Coronavirus, cooperation and striving for the common good

By Pedro Aznar and Josep M. Sayeras

In just a few weeks, Covid-19 has radically changed our behavioural patterns and perception of reality.

The lockdown of cities, regions and even, in the case of Italy, entire countries, the cancellation of all face-to-face classes in educational establishments and increasing restrictions on travel are just a few examples.

A backdrop of this nature makes it difficult to assess the economic fallout of the Covid-19 crisis upon Spain’s economy objectively. In these extremely uncertain times with no pre-determined timeline, it is difficult to make accurate, precise economic forecasts.

In one way or another, everyone is experiencing this crisis personally, trying to be reasonable while dealing with their concerns and fears.

While it is impossible to define the exact impact of the coronavirus on the global economy, it will undoubtedly be huge

The World Health Organisation has already declared this crisis to be a pandemic and while it is impossible to define the exact impact of the coronavirus on the global economy, it will undoubtedly be huge.

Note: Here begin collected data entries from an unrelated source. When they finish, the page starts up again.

PR #2668, opened 2022-12-22
[Commands] Fix flymode command

Aeadoin:
Fixes Flymode command to properly show help if invalid arguments are supplied, also cleaned up some code.


Aeadoin:
Will reopen, and focus changes.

The present situation implies a steep drop in aggregate demand. Household consumption – the main component of GDP in most developed countries – has plummeted.

The confinement of millions of people in the countries at most risk and widespread restrictions on mobility will impact considerably on consumer behaviour. Fear is causing empty supermarket shelves, empty theatres and cinemas and the cancellation of conferences, events and concerts.

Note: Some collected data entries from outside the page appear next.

PR #2676, opened 2022-12-26
[Feature] Add Experience Gain Toggle.

Kinglykrab:
# Perl
- Add `$client->IsEXPEnabled()`.
- Add `$client->SetEXPEnabled(is_exp_enabled)`.

# Lua
- Add `client:IsEXPEnabled()`.
- Add `client:SetEXPEnabled(is_exp_enabled)`.

# Commands
- Add `#exptoggle [Toggle] - Toggle your or your target's experience gain.`.

# Notes
- Allows operators to turn on/off a player's experience gain individually without changing their rule values.
- The command allows operators to give players access to the command to disable their own experience gain.


zone/command.cpp
```diff
@@ -359,6 +359,7 @@ int command_init(void)
 		command_add("wpinfo", "Show waypoint info about your NPC target", AccountStatus::GMAreas, command_wpinfo) ||
 		command_add("worldwide", "Performs world-wide GM functions such as cast (can be extended for other commands). Use caution", AccountStatus::GMImpossible, command_worldwide) ||
 		command_add("xtargets", "[New Max XTargets] - Show your or your target's XTargets and optionally set max XTargets.", AccountStatus::GMImpossible, command_xtargets) ||
+		command_add("xptoggle", "[Toggle] - Toggle your or your target's experience gain.", AccountStatus::QuestTroupe, command_xptoggle) ||
```
Akkadius, line 362: Use full word “exp” vs “xp”

Kinglykrab: Sounds good.

Akkadius:
I’ll look closer tomorrow, about to 😴

Aeadoin (approved):
Not seeing any issues, only thing I was thinking was that exp_enabled would need to be initialized in the client constructor... but that's taken care of via: 

`memset(&m_epp, 0, sizeof(m_epp));` 

Will let Akk take another look before merging.

common/extprofile.h
```diff
@@ -56,6 +56,7 @@ struct ExtendedProfile_Struct {
 	int32				mercState; /* Not Used */
 	uint32				last_invsnapshot_time; /* Used */
 	uint32				next_invsnapshot_time; /* Used */
+	bool 				exp_enabled;
```
Akkadius, line 59: There's really no good reason why this should live here. This can simply be a private member on `Client` and the setters/getters can mutate it 

eg

```cpp
private:
bool m_exp_enabled = {};
```

zone/client.cpp
```diff
@@ -9136,6 +9136,25 @@ void Client::SetDevToolsEnabled(bool in_dev_tools_enabled)
...
+
+	c.exp_enabled = is_exp_enabled;
+
+	auto updated = CharacterDataRepository::UpdateOne(database, c);
+
+	if (!updated) {
+		return;
+	}
+
+	m_epp.exp_enabled = is_exp_enabled;
```
Akkadius, line 9155: Update to feedback above

zone/gm_commands/exptoggle.cpp
```diff
@@ -0,0 +1,28 @@
...
+	t->SetEXPEnabled(is_exp_enabled);
+
+	c->Message(
+		Chat::White,
+		fmt::format(
+			"Experience gain for {} is now {}abled.",
+			c->GetTargetDescription(t, TargetDescriptionType::LCSelf),
+			is_exp_enabled ? "en" : "dis"
+		).c_str()
+	);
```
Akkadius, line 27: Clean

zone/zonedb.cpp
```diff
@@ -1378,6 +1380,7 @@ bool ZoneDatabase::SaveCharacterData(uint32 character_id, uint32 account_id, Pla
 		Strings::Escape(pp->title).c_str(),						  // " title,                     "
 		Strings::Escape(pp->suffix).c_str(),						  // " suffix,                    "
 		pp->exp,						  // " exp,                       "
+		m_epp->exp_enabled,				  // " exp_enabled,               "
```
Akkadius, line 1383: We won't have access to the client object in this method so lets just pass the client pointer for now and pull things out of the client object within this save routine.

I'd avoid converting this to repositories for now

All of this client save stuff needs to get cleaned up

Kinglykrab: Yeah the reason I put it in extended profile is that we didn’t pass anything but player profile and extended profile to this method.

common/extprofile.h
Kinglykrab: Reason was we don’t pass client object to save method.

Akkadius (approved):
LGTM; assuming the character save changes were thoroughly tested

Empty supermarket shelves during the Covid-19 crisis
Empty shelves during the Covid-19 crisis (Photo: 5byseven/Twenty20)

The productive fabric of the Spanish economy is different from that of other European countries due to its heavy reliance on tourism.

According to data from Spain’s statistics bureau for 2019, tourism accounted for 12.3% of GDP with 83.7 million foreign tourists. Tourism is highly sensitive to any circumstances that might jeopardise potential customers, and the impact on this sector will inevitably affect economic growth and employment.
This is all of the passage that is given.